フォーはベトナム料理店に欠かせないメニューだが、起源が近代にあることを知って少しばかり意外だった。ハノイを中心に人々の日常食になったのは1900年前後という。北部の郷土食が第二次大戦後に全土へと広がった理由の一つには第一次インドシナ戦争後の54年ジュネーブ休戦協定による南北分断があるという。


北の社会主義国(北ベトナム)を嫌った人たちが多く南に逃れたことからフォーもまた南に伝播していった。味も風土の違いを受けて変わっていき、是非を巡る論争まで起きていると聞いた。

ホーチミンで食べたフォーは豊かな食材にハーブなどの種類も多く、味にバリエーションがあった。食べ比べてみて、南北の味覚に対する異なる見方に納得する。



フォーの由来は諸説あった。

一つにはフランスが19世紀後半からの植民地支配の時代にポトフ料理を持ち込んでベトナム人に牛肉を食べる習慣を付けさせたという説がある。
ポトフの「フ」と発音が似ているが、肉と野菜の煮込み料理と麺との関連はない。

二つ目は北部地方に17世紀ごろから伝わる水牛の骨を煮込んだスープに米麺を加える料理を起源とする説だ。

三つ目に中国系の人たちが中国南部の河粉と製法が同じ麺に牛肉を入れた牛肉麺を持ち込んだという話もある。ただ、多くの人が食べるだけの牛がいたかという疑問が残る。
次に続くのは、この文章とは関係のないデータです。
PR #211, opened 2016-04-12
[mj-single] add speech to CommonHTML output

### LINKED ISSUE #189: Add speech output to CommonHTML output
We should add the speech output to the HTML output if requested.

pkra:
Fixes #189.


pkra:
I'm not sure about trying to fix mj-page. Any thoughts?

dpvc:
> I'm not sure about trying to fix mj-page. Any thoughts?

If you are going to decommission mj-page, then I guess it is not worth it.  It does look like it would take some refactoring.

農村を訪ねても草を食んでいるのはほとんどが水牛だ。
フォーという名前も水牛の骨入りスープ麺、牛肉麺からは浮かんでこない。


どの説も一長一短で、一つに絞るのは難しい。
いくつかの要素が絡み合って生まれたということなのだろう。
諸説の中ではフランス人がポトフ、ステーキ用の牛肉を求めて牛の生産が増え、食べ残した牛骨、肉ガラなどの処理に困って、具材の水牛を牛に置き換えたという話に説得力があって面白かった。

水牛の骨入りスープ麺、牛肉麺があったとしても、フランスの植民地にならなかったならば、ベトナム料理を代表する一品になったのかどうか。
ハノイの裏通りの屋台で味わうフォーに「植民地」を意識するのは考え過ぎだろうか。植民地が大航海時代からの欧米列強、日本による侵略の痕跡だということは論を俟(ま)たないが、植民地が遺したなかに新たな価値を生み出していったものもまたあるのではないか。
フォーの成り立ちにもそのような歴史の綾をみる。


フォーのスープを飲み干して人心地がつき、再び歩き出した通りの一角に古い寺を見つける。人気のない寺は荒れていた。土塀に囲まれた狭い入口で漢字の文言が目に留まる。
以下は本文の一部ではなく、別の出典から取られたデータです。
Issue #206, opened 2016-04-11
move mj-page out of mathjax-node


pkra:
As per F2F (cf #191), we will move `mj-page` out of mathjax-node; there will be alternative modules to use.

pkra:
Here's the first draft for a separate module based on svg2png

```javascript
var mjAPI = require("mathjax-node/lib/mj-single.js");

exports.math2png = function(mjoptions, pngoptions, callback){
  mjAPI.start();
  var svg2png = function(result, options, callback){
    if (result.errors) return result.errors;
    var svgpng = require('svg2png');
    var sourceBuffer = new Buffer(result.svg, "utf-8");
    var returnBuffer = svgpng.sync(sourceBuffer, {
      width: result.svg.width,
      height: result.svg.height
    });
    result.png = {};
    result.png.data = "data:image/png;base64," + returnBuffer.toString('base64');
    // maybe have something for scaling / dpi?
    return callback(result);
  };
  // make sure SVG output will be generated
  mjoptions.svg = true;
  return mjAPI.typeset(mjoptions, function(result){
    console.log();
    svg2png(result, pngoptions, callback);
  });
}
```

dpvc:
A couple of comments:

1.  This doesn't use `mjAPI.config()`, and that means you can't control the font, for example.  You don't necessarily have to allow full access to `mjAPI.config()`, but allowing configuration of fonts is probably a good idea.  I suppose the application could itself require mj-single and call `mjAPI.config()` itself, but perhaps that needs to be encompassed in another (configuration) module?  I haven't really thought much about how these modules should be configured.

街で見かけることの稀な漢字との遭遇は奇妙な感覚だった。紀元前の漢・武帝時代から中国の支配が続き、唐代には安南都護府が置かれたという知識はあっても、違和感はなかなか消えなかった。


古寺の境内に足を踏み入れながら、阿倍仲麻呂のことが頭を過(よ)ぎる。
奈良時代に遣唐留学生として唐に渡った仲麻呂は8世紀の中頃、唐の高官として6年ほどの安南都護を命じられている。
彼が暮らしていたころのハノイはどのような佇まいをみせていたのか。至る所に漢字が溢れた中国の街と変わりはなかったのだろうか。往時への想いはつきなかった。
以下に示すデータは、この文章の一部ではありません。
PR #216, opened 2016-04-19
[mj-single] HTML output: remove MathJax ids and element frame

### LINKED ISSUE #215: [mj-single] The HTML output should not include id attributes
The HTML output should probably have its id's removed (those that were added by the CommonHTML output).  Otherwise, we will end up with duplicate id's if the output from two conversions are included in the same page.

Also, the CHTML id's may want to be reset every typeset so that (if used as the backend of some other service) the id's don't grow unbounded.

Also, the `-Frame` element could be removed, as it is for the other output formats.

pkra:
Fixes #215

### DIFF
--- a/lib/mj-single.js
+++ b/lib/mj-single.js
@@ -570,7 +570,22 @@ function GetHTML(result) {
     for (var i=0, m=html.childNodes.length; i < m; i++)
       html.childNodes[i].setAttribute("aria-hidden",true);
   }
-
+  // remove automatically generated IDs
+  var ids = html.querySelectorAll('[id^="MJXc-Node-"]');
+  for (var i = 0; i < ids.length; i++){
+    ids[i].removeAttribute("id");
+  }
+  // remove extreneous frame element
+  var frame = html.querySelector('[id^="MathJax-Element-"]');
+  if (frame){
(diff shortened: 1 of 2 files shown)


lib/mj-single.js
```diff
@@ -570,7 +570,22 @@ function GetHTML(result) {
...
+  // remove extreneous frame element
+  var frame = html.querySelector('[id^="MathJax-Element-"]');
+  if (frame){
+    // in display-mode, the frame is inside the display-style wrapper
+    html.insertBefore(frame.firstChild, frame);
+    html.removeChild(frame);
+  }
+  else{
+    // otherwise (inline-mode) the frame is the root element
+    html.removeAttribute("id");
```
pkra: I wasn't sure if the `class=mjx-chtml` on the wrapper and -frame could just be moved to the element with `class=mjx-math (similarly for the `MJXc-display` in display-mode).

dpvc: They probably can, but I haven't done any testing to check for sure.  Personally, I'd leave the outer display element rather than move the class to the inner one, but it would probably still work if you did.

pkra: Copy that. I'm leaving it as it is.

pkra:
I think this is ready.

ハノイから郊外のノイバイ国際空港に向かう途中、タクシーの車窓からは左手奥に穏やかな山並みが見える。山々にノンラーのような形をした小高い山があった。

異郷で一瞬の懐かしさを感じさせる山容だった。
仲麻呂がハノイに赴いたときは「天の原・・・」と詠んでから10年と経っていなかった。

笠を被せたような山を眺めて、「春日なる三笠の山」に見立てたことはなかったのだろうか。あっても不思議ではないような気がした。